Photographs of Steven Cates fill his mother's Wilson County living room six years after the 22-year-old Marine was shot by a sniper in Anbar province.
"There comes a point in time when you wonder if you should put them away," Shaw said. "I can't. I just can't. It's like he's still here. In my heart, he still is."
Although Aug. 19 marked the official end of combat operations in Iraq, the war's toll is still being tallied in Tennessee. Nearly 100 Tennesseans were killed, and more than 600 were wounded. Nationwide, about 4,400 servicemen and servicewomen died in the war, and 32,000 were wounded.

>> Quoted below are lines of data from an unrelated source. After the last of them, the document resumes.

PR #4531, opened 2020-12-31
Add support for restic repositories

juergenhoetzel:
`restic` is a backup program available under many Unix-like operating systems (such as Linux, BSD, and Mac OS X) and ships with many popular Linux distributions including Ubuntu, Arch, and Fedora.

For Poly1305-AES MAC I imported third party code from [poly1305-donna](https://github.com/floodyberry/poly1305-donna) which is under the same license and from the same author (public domain) as `ed25519-donna`  (used by `tezos_fmt_plug.c`).

### DIFF
--- a/run/restic2john.py
+++ b/run/restic2john.py
@@ -1,0 +1,47 @@
+#!/usr/bin/env python
+# -*- coding: utf-8 -*-
+
+# This software is Copyright (c) 2020, Jürgen Hötzel <juergen at hoetzel.info>
+# and it is hereby released to the general public under the following terms:
+
+# Redistribution and use in source and binary forms, with or without
+# modification, are permitted.
+
+
+import sys
+import os
+import os.path
+import json
+from base64 import b64decode
+from binascii import hexlify
+
+
+def process_dir(directory):
+    keys_dir = os.path.join(directory, "keys")
+    if not os.path.isdir(keys_dir):
+        sys.stderr.write("%s: not a valid restic repository\n" % directory)
+        return -1
+    for filename in os.listdir(keys_dir):
+        with open(os.path.join(keys_dir, filename)) as f:
+            config = json.load(f)
+            kdf = config.get("kdf")
+            if kdf != "scrypt":
+                sys.stderr.write("%s: Only scrypt is supported. Used: kdf %s\n" % (kdf, directory))
+                continue
+            n = config.get("N")
+            r = config.get("r")
+            p = config.get("p")
+            salt = b64decode(config.get("salt"))
+            if len(salt) != 64:
+                sys.stderr.write("%s: Invalid salt len %d\n" % (kdf, len(salt)))
+            data = b64decode(config.get("data"))
+            sys.stdout.write("$restic$%s*%s*%s*%s*%s*%s\n" % (kdf, n, r, p, hexlify(salt).decode(), hexlify(data).decode()))
+
+
+if __name__ == "__main__":
+    if len(sys.argv) < 2:
+        sys.stderr.write("Usage: %s [restic repository dirs]\n" % sys.argv[0])
+        sys.exit(-1)
+
+    for j in range(1, len(sys.argv)):
+        process_dir(sys.argv[j])
--- a/src/restic_fmt_plug.c
+++ b/src/restic_fmt_plug.c
@@ -1,0 +1,341 @@
+/*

Those numbers are easily tabulated, but the impact on families and communities is immeasurable.
And casualty numbers fail to capture the 30 percent of troops who are estimated to develop serious mental health problems upon returning home.
"When you have a war, you automatically affect several generations," said Dr. Paul Ragan, associate professor of psychiatry at Vanderbilt University Medical Center and a former Navy psychiatrist stationed with the Marines during Operation Desert Storm. "I think we're very concerned about a ripple effect."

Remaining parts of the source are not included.